> _Your task_: Take the lines from the beginning of the data below through the line holding "use Horde_Imap_Client_Ids;" and return exactly those.

Stored data
PR #12420, opened 2026-02-13
fix(MailTransmission): Handle clients/servers picky about empty headers

joshtrichards:
Came up on the forum:

- https://help.nextcloud.com/t/emails-sent-from-nextcloud-contain-an-empty-cc-field/240195
- https://github.com/simple-login/app/discussions/2676

Changes:

- New function buildHeaders to have same logic applied to sendMessage, saveDraft, saveLocalDraft
- Set Cc and Bcc header on demand
- Drop the detour through ModelMessage
- Drop Date header (done by Horde Mime later)

### DIFF
--- a/lib/Service/MailTransmission.php
+++ b/lib/Service/MailTransmission.php
@@ -14,6 +14,8 @@ use Horde_Imap_Client;
 use Horde_Imap_Client_Data_Fetch;
 use Horde_Imap_Client_Fetch_Query;
 use Horde_Imap_Client_Ids;
+use Horde_Mail_Rfc822_Address;
+use Horde_Mail_Rfc822_List;
 use Horde_Mail_Transport_Null;
 use Horde_Mail_Transport_Smtphorde;
 use Horde_Mime_Exception;
@@ -42,7 +44,6 @@ use OCA\Mail\Exception\ClientException;
 use OCA\Mail\Exception\ServiceException;
 use OCA\Mail\IMAP\IMAPClientFactory;
 use OCA\Mail\IMAP\MessageMapper;
-use OCA\Mail\Model\Message as ModelMessage;
 use OCA\Mail\Model\NewMessageData;
 use OCA\Mail\Service\DataUri\DataUriParser;
 use OCA\Mail\SMTP\SmtpClientFactory;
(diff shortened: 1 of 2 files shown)


lib/Service/MailTransmission.php
```diff
@@ -297,33 +284,22 @@ public function saveDraft(NewMessageData $message, ?Message $previousDraft = nul
...
-		$imapMessage->setContent($message->getBody());
-
-		// build mime body
-		$headers = [
-			'From' => $imapMessage->getFrom()->first()->toHorde(),
-			'To' => $imapMessage->getTo()->toHorde(),
-			'Cc' => $imapMessage->getCC()->toHorde(),
-			'Bcc' => $imapMessage->getBCC()->toHorde(),
-			'Subject' => $imapMessage->getSubject(),
-			'Date' => Horde_Mime_Headers_Date::create(),
```
DerDreschner, line 318: Was the removal of the date incidental or on purpose? If the latter, what happened to it? It's not in the headers with the changed code.

lib/Service/MailTransmission.php
```diff
@@ -197,41 +198,27 @@ public function saveLocalDraft(Account $account, LocalMessage $message): void {
...
 		}
 
 		// build mime body
-		$headers = [
-			'From' => $imapMessage->getFrom()->first()->toHorde(),
-			'To' => $imapMessage->getTo()->toHorde(),
-			'Cc' => $imapMessage->getCC()->toHorde(),
-			'Bcc' => $imapMessage->getBCC()->toHorde(),
-			'Subject' => $imapMessage->getSubject(),
-			'Date' => Horde_Mime_Headers_Date::create(),
```
DerDreschner, line 226: Same question about the date here as well.

lib/Service/MailTransmission.php
kesselb: Horde is taking care of it https://github.com/horde/Mime/blob/94626840e5ceb1aca068ae742d70c984e2874496/lib/Horde/Mime/Mail.php#L424-L426

DerDreschner: Ahh, I see!

PR #12429, opened 2026-02-16
fix: quick search filters

hamza221:
Bugs : 
- Hiding the buttons was quick, which makes the buttons un-clickable most of the time 
- setting `this.searchInTo` to `null`  breaks the app 
- Toggling logic was reversed for attachments and CurrentUser

Changes: 
- Always show active Button (filter) for quick toggling and knowledge about current state


GretaD (approved):
👍

PR #12431, opened 2026-02-17
[main] Fix npm audit

nextcloud-command:
# Audit report
No fixable problems found (3 unfixable, 33 only fixable manually using --force)


GretaD (commented):
tests need to be adjusted

Issue #10811, opened 2025-03-07
Calendar invite updates, attendance notifications and cancellations are (still) not working


ghost:
I run multiple Nextcloud servers, both private and for work. All my servers run Nextcloud 31.0.0 with Nextcloud Mail 4.2.3. I was very excited for https://github.com/nextcloud/mail/pull/10116 to be merged as it promised to solve all issues regarding calendar invites, and basically all calendar-related bugs were closed by Nextcloud developers saying it would all be resolved by that PR.

Sadly, still not everything works. 

### Steps to reproduce

When I invite a user on my work server from my private server, an e-mail is sent.

Private server:
![Image](https://github.com/user-attachments/assets/1e82e79c-317b-422c-b808-68b3bbcd3210)

Work server:
![Image](https://github.com/user-attachments/assets/32f10916-f006-4e4e-8ec1-e3a7c68bb9dd)

When I click the *Accept* button, the event is added to the calendar of the test account on my work server.

![Image](https://github.com/user-attachments/assets/aa413699-fc39-4389-95ce-712af8931139)

On my private server, I get an e-mail saying the test account on my work server has accepted my invitation.

![Image](https://github.com/user-attachments/assets/7313f0ae-836d-48d6-aa51-29b420d63b6c)

However, in my private calendar, I don't see a checkmark confirming the other party has accepted. It still says "Waiting for reply".

![Image](https://github.com/user-attachments/assets/5cd93a1f-9563-438b-9a6b-7893cf940d40)

When I then change the time of the event by dragging the appointment in my private calendar, an update mail is sent.

![Image](https://github.com/user-attachments/assets/b733172c-bd75-4477-a872-06b4849b8657)

![Image](https://github.com/user-attachments/assets/b999f3f4-3361-4860-bda9-8b320dcb2f0c)

The state remains set to *Accepted*, and there is no way for me to re-accept (or decline) the event now the time has changed.

In the calendar on my work server, the event is also not moved to the new time slot, and remains marked as *Accepted*.

![Image](https://github.com/user-attachments/assets/172a4529-9b72-4e34-9e1f-bdb28367485c)

When I try to add the modified .ics attachment to my calendar, it throws the error `Could not create event`, even though nothing is written to `nextcloud.log`.

![Image](https://github.com/user-attachments/assets/193ce673-5f87-4a5a-b80b-3520d2d1ecdf)

I have to manually delete the event from my calendar, after which the selection bar re-appears in the Mail app.

[...]

PR #12432, opened 2026-02-17
Added email notification upon iMIP message processing failure

Juniar-Rakhman:
This is a follow up changes to a patch done for:
https://github.com/nextcloud/mail/issues/10811

[The patch to address above issue](https://github.com/nextcloud/mail/pull/12129) fixes the processing flow of iMip message processing. When a failure occurs, the batch job logs the error and continues processing the next iMIP message instead of failing the entire job.

**Issue:**
Although the patch resolves the processing problem, failures occur silently from the user’s perspective. The user is not informed when an iMIP message fails to process and therefore cannot take corrective action.

**Solution:**
Created an email notification upon iMIP messaging failure that will be sent to message owner (account's email).

**Added the following changes:**
1. Error recovery with notification instead of failing silently.
2. Added sendErrorNotification() method to generate email body containing instruction for the user on what to do. Also contains technical details on the errors
3. Email notification will be sent to the account's owner.
4. The email contains original message attached so the user can add it manually to their calendar.


Juniar-Rakhman:
Hi @SebastianKrupinski 

That was my initial thoughts too. But not all of our users use nextcloud web.
Most of them are using their own email/calendar clients e.g. thunderbird, mac mail/calendar etc. So email is the only way we could ensure that they get this notification.

ChristophWurst:
Thank you for the pull request @Juniar-Rakhman!

Informing the user makes sense. I would just request that this should happen as a *Nextcloud notification* with user settings. Default should be to receive a *notification* and *no email*.
Admins will be able to change defaults, and users can change the setting to their liking.

https://docs.nextcloud.com/server/latest/developer_manual/digging_deeper/notifications.html

Juniar-Rakhman:
@ChristophWurst Thank you for the feedback.

I’ll switch this to a Nextcloud notification with user settings, defaulting to in-app notifications (no email). I will update the PR accordingly.

PR #1442, opened 2025-01-30
State syncer mempool syncing and test suite updates

lazynina:


lib/db_utils.go
```diff
@@ -1204,26 +1215,39 @@ func DBDeleteWithTxn(txn *badger.Txn, snap *Snapshot, key []byte, eventManager *
...
 	// If snapshot was provided, we will need to load the current value of the record
 	// so that we can later write it in the ancestral record. We first lookup cache.
-	if isState {
-		// We check if we've already read this key and stored it in the cache.
-		// Otherwise, we fetch the current value of this record from the DB.
-		ancestralValue, getError = DBGetWithTxn(txn, snap, key)
-		// If the key doesn't exist then there is no point in deleting this entry.
-		if getError == badger.ErrKeyNotFound {
-			return nil
+	if isState || (isCoreState && eventManager != nil && eventManager.isMempoolManager) {
```
lazynina, line 1222:
```suggestion
	if isState || (eventManager != nil && eventManager.isMempoolManager && isCoreStateKey(key)) {
```
same thing as above.

lib/db_utils.go
```diff
@@ -1204,26 +1215,39 @@ func DBDeleteWithTxn(txn *badger.Txn, snap *Snapshot, key []byte, eventManager *
 	var getError error
 	isState := snap != nil && snap.isState(key)
 
+	isCoreState := isCoreStateKey(key)
+
```
lazynina, line 1219:
```suggestion
```

lib/db_utils.go
```diff
@@ -1204,26 +1215,39 @@ func DBDeleteWithTxn(txn *badger.Txn, snap *Snapshot, key []byte, eventManager *
...
 				"with key: %v", key)
 		}
 	}
 
 	err := txn.Delete(key)
-	if err != nil {
+	if err != nil && err == badger.ErrKeyNotFound && eventManager != nil && eventManager.isMempoolManager {
+		// If the key doesn't exist then there is no point in deleting this entry.
+		return nil
+	} else if err != nil {
```
lazynina, line 1250:
```suggestion
	}
	if err != nil {
```
doesn't need to be an else if here since we return above.

lib/db_utils.go
```diff
@@ -1204,26 +1215,39 @@ func DBDeleteWithTxn(txn *badger.Txn, snap *Snapshot, key []byte, eventManager *
...
 			return errors.Wrapf(getError, "DBDeleteWithTxn: problem checking for DB record "+
 				"with key: %v", key)
 		}
 	}
 
 	err := txn.Delete(key)
-	if err != nil {
+	if err != nil && err == badger.ErrKeyNotFound && eventManager != nil && eventManager.isMempoolManager {
+		// If the key doesn't exist then there is no point in deleting this entry.
+		return nil
```
lazynina, line 1249: Was the previous code causing issues for you? just curious. I don't see any issue w/ this change, but it does change the intent a little bit.

lib/event_manager.go
```diff
@@ -59,7 +62,10 @@ type EventManager struct {
 	blockCommittedHandlers       []BlockEventFunc
 	blockAcceptedHandlers        []BlockEventFunc
 	snapshotCompletedHandlers    []SnapshotCompletedEventFunc
-	isMempoolManager             bool
+	// A transaction used by the state syncer mempool routine to reference the state of the badger db
+	// prior to flushing mempool transactions. This represents the last committed view of the db.
+	lastCommittedViewTxn *badger.Txn
```
lazynina, line 67: ❤️ magnifique

lib/server.go
```diff
@@ -165,7 +165,7 @@ type Server struct {
 	// It can be used to find computational bottlenecks.
 	timer *Timer
 
-	stateChangeSyncer *StateChangeSyncer
+	StateChangeSyncer *StateChangeSyncer
```
lazynina, line 168: Why does this need to be public? just curious.

lib/state_change_syncer.go
```diff
@@ -174,8 +175,11 @@ func (stateChangeEntry *StateChangeEntry) RawDecodeWithoutMetadata(blockHeight u
 	ancestralRecord := stateChangeEntry.EncoderType.New()
 	if exist, err := DecodeFromBytes(ancestralRecord, rr); exist && err == nil {
 		stateChangeEntry.AncestralRecord = ancestralRecord
+		stateChangeEntry.AncestralRecordBytes = EncodeToBytes(blockHeight, ancestralRecord)
 	} else if err != nil {
 		return errors.Wrapf(err, "StateChangeEntry.RawDecodeWithoutMetadata: error decoding ancestral record")
+	} else {
+		stateChangeEntry.AncestralRecordBytes = EncodeToBytes(blockHeight, nil)
```
lazynina, line 182: so I think I get what's going on here? for the `else` clause, we just want to encode an empty struct which signifies that the entry didn't exist before. and in the `if exists && err == nil` case, we get the bytes while we can. Can we add a small comment around this section just to clarify?

lib/state_change_syncer.go
```diff
@@ -455,6 +460,16 @@ func (stateChangeSyncer *StateChangeSyncer) _handleStateSyncerOperation(event *S
 		encoderType = keyEncoder.GetEncoderType()
 		stateChangeEntry.Encoder = keyEncoder
 		stateChangeEntry.EncoderBytes = nil
+
+		if stateChangeEntry.AncestralRecordBytes != nil && len(stateChangeEntry.AncestralRecordBytes) > 0 {
+			// Decode the ancestral record.
+			ancestralRecord, err := DecodeStateKey(stateChangeEntry.KeyBytes, stateChangeEntry.AncestralRecordBytes)
+			if err != nil {
+				glog.Fatalf("Server._handleStateSyncerOperation: Error decoding ancestral record: %v", err)
```
lazynina, line 468: Fatal is going to kill the node if we hit this error. Are we sure that's what we want?

lib/state_change_syncer.go
```diff
@@ -455,6 +460,16 @@ func (stateChangeSyncer *StateChangeSyncer) _handleStateSyncerOperation(event *S
...
+			}
+			stateChangeEntry.AncestralRecord = ancestralRecord
+			stateChangeEntry.AncestralRecordBytes = nil
```
lazynina, line 471: why do we set `AncestralRecordBytes` to nil?

lib/state_change_syncer.go
```diff
@@ -899,77 +911,45 @@ func (stateChangeSyncer *StateChangeSyncer) SyncMempoolToStateSyncer(server *Ser
 	startTime = time.Now()
 	glog.V(2).Infof("Mempool synced len after flush: %d", len(stateChangeSyncer.MempoolSyncedKeyValueMap))
 
-	//Check to see if every txn hash in our cached txns is in the first n txns in the mempool.
```
lazynina, line 902: Love that we're getting rid of this cache in here.

lib/state_change_syncer.go
```diff
@@ -986,6 +966,47 @@ func (stateChangeSyncer *StateChangeSyncer) SyncMempoolToStateSyncer(server *Ser
...
+	mempoolTxEventManager.OnStateSyncerFlushed(stateChangeSyncer._handleStateSyncerFlush)
+
+	mempoolTxEventManager.isMempoolManager = true
+	mempoolTxUtxoView.EventManager = &mempoolTxEventManager
+
+	// Kill the snapshot so that it doesn't affect the original snapshot.
+	mempoolTxUtxoView.Snapshot = nil
+
+	server.blockchain.ChainLock.RLock()
+	mempoolTxUtxoView.TipHash = server.blockchain.bestChain[len(server.blockchain.bestChain)-1].Hash
```
lazynina, line 986: let's use the `BlockTip` function on blockchain. This will reduce changes I need to make when we get rid of the best chain in memory.
```suggestion
	mempoolTxUtxoView.TipHash = server.blockchain.BlockTip().Hash
```

lib/state_change_syncer.go
```diff
@@ -986,6 +966,47 @@ func (stateChangeSyncer *StateChangeSyncer) SyncMempoolToStateSyncer(server *Ser
...
+	// more than once in the mempool transactions.
+	txn2 := server.blockchain.db.NewTransaction(true)
+	defer txn2.Discard()
+
+	// Create a read-only view of the badger DB prior to the mempool flush. This view will be used to get the ancestral
+	// records of entries that are being modified in the mempool.
+	mempoolTxEventManager.lastCommittedViewTxn = server.blockchain.db.NewTransaction(false)
+	defer mempoolTxEventManager.lastCommittedViewTxn.Discard()
+
+	err = mempoolTxUtxoView.FlushToDbWithTxn(txn, uint64(server.blockchain.bestChain[len(server.blockchain.bestChain)-1].Height))
```
lazynina, line 1001:
```suggestion
	err = mempoolTxUtxoView.FlushToDbWithTxn(txn, uint64(server.blockchain.BlockTip().Height))
```

lazynina: addressed in #1447

lib/db_utils.go
lazynina: addressed in #1447

lib/db_utils.go
lazynina: addressed in #1447

lib/db_utils.go
lazynina: addressed in #1447

lib/db_utils.go
```diff
@@ -1108,12 +1108,23 @@ func DBSetWithTxn(txn *badger.Txn, snap *Snapshot, key []byte, value []byte, eve
 	var ancestralValue []byte
 	var getError error
 
+	isCoreState := isCoreStateKey(key)
```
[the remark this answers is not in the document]
lazynina: addressed in #1447

lib/db_utils.go
```diff
@@ -1108,12 +1108,23 @@ func DBSetWithTxn(txn *badger.Txn, snap *Snapshot, key []byte, value []byte, eve
...
+
 	// If snapshot was provided, we will need to load the current value of the record
 	// so that we can later write it in the ancestral record. We first lookup cache.
-	if isState {
-		// We check if we've already read this key and stored it in the cache.
-		// Otherwise, we fetch the current value of this record from the DB.
-		ancestralValue, getError = DBGetWithTxn(txn, snap, key)
+	if isState || (isCoreState && eventManager != nil && eventManager.isMempoolManager) {
```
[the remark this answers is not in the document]
lazynina: addressed in #1447 (comment/documentation still should be addressed).

lib/block_view_flush.go
```diff
@@ -948,9 +949,12 @@ func (bav *UtxoView) _flushDAOCoinBalanceEntriesToDbWithTxn(txn *badger.Txn, blo
 				balanceKey, computedBalanceKey)
 		}
 
+		// Either a zero entry or an isDeleted annotation results in a deletion.
+		isDeleted := balanceEntry.BalanceNanos.Eq(uint256.NewInt(0)) || balanceEntry.isDeleted
```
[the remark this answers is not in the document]
lazynina: addressed in #1447

cmd/config.go
```diff
@@ -79,6 +80,7 @@ type Config struct {
 	LogDBSummarySnapshots bool
 	DatadogProfiler       bool
 	TimeEvents            bool
+	NoLogToStdErr         bool
```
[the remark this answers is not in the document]
superzordon: Correct - I found when running the test suite it was nice to be able to turn off logs for mining blocks, etc. I've made it such that these logs are done by default, but it was nice to be able to disable them, made the tests much more readable.

lib/db_utils.go
superzordon: This is specifically logic just for the mempool manager, which is only active during the mempool state sync routine. I am struggling to remember the exact circumstances here, but in some instances when deleting in the state syncer mempool routine, we need these extra checks here.

lib/server.go
superzordon: I believe we access it in some of the testing routines we run in the state consumer testing suite.

lib/db_utils.go
lazynina: works for me!

lib/state_change_syncer.go
superzordon: This function is unfortunately not in a clean place for errors to get passed up the chain and handled. That said, at the top of the chain here we would probably be throwing a fatal one if this were to trip (it never has in all the time we've been running this), since this does mean that our entire state chain is somehow messed up. This also should have no impact on non state-sync nodes.

lib/state_change_syncer.go
superzordon: Exactly - will do

lib/state_change_syncer.go
lazynina: Makes sense. Sounds good to me!

lib/state_change_syncer.go
superzordon: The encoder/decoder here is built to favor the bytes when present instead of the ancestral record. In this instance, we'll be modifying the `AncestralRecord` property down the line, so we want the encoder to encode that `AncestralRecord` field to bytes, rather than just copying the `AncestralRecordBytes`. I've added a comment to explain this in more detail.

lazynina (commented):
Approved

lib/block_view_flush.go
```diff
@@ -948,9 +948,12 @@ func (bav *UtxoView) _flushDAOCoinBalanceEntriesToDbWithTxn(txn *badger.Txn, blo
 				balanceKey, computedBalanceKey)
 		}
 
+		// Either a zero entry or an isDeleted annotation results in a deletion.
+		isDeleted := balanceEntry.BalanceNanos.IsZero() || balanceEntry.isDeleted
```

> _Answer to the exercise_:
PR #12420, opened 2026-02-13
fix(MailTransmission): Handle clients/servers picky about empty headers

joshtrichards:
Came up on the forum:

- https://help.nextcloud.com/t/emails-sent-from-nextcloud-contain-an-empty-cc-field/240195
- https://github.com/simple-login/app/discussions/2676

Changes:

- New function buildHeaders to have same logic applied to sendMessage, saveDraft, saveLocalDraft
- Set Cc and Bcc header on demand
- Drop the detour through ModelMessage
- Drop Date header (done by Horde Mime later)

### DIFF
--- a/lib/Service/MailTransmission.php
+++ b/lib/Service/MailTransmission.php
@@ -14,6 +14,8 @@ use Horde_Imap_Client;
 use Horde_Imap_Client_Data_Fetch;
 use Horde_Imap_Client_Fetch_Query;
 use Horde_Imap_Client_Ids;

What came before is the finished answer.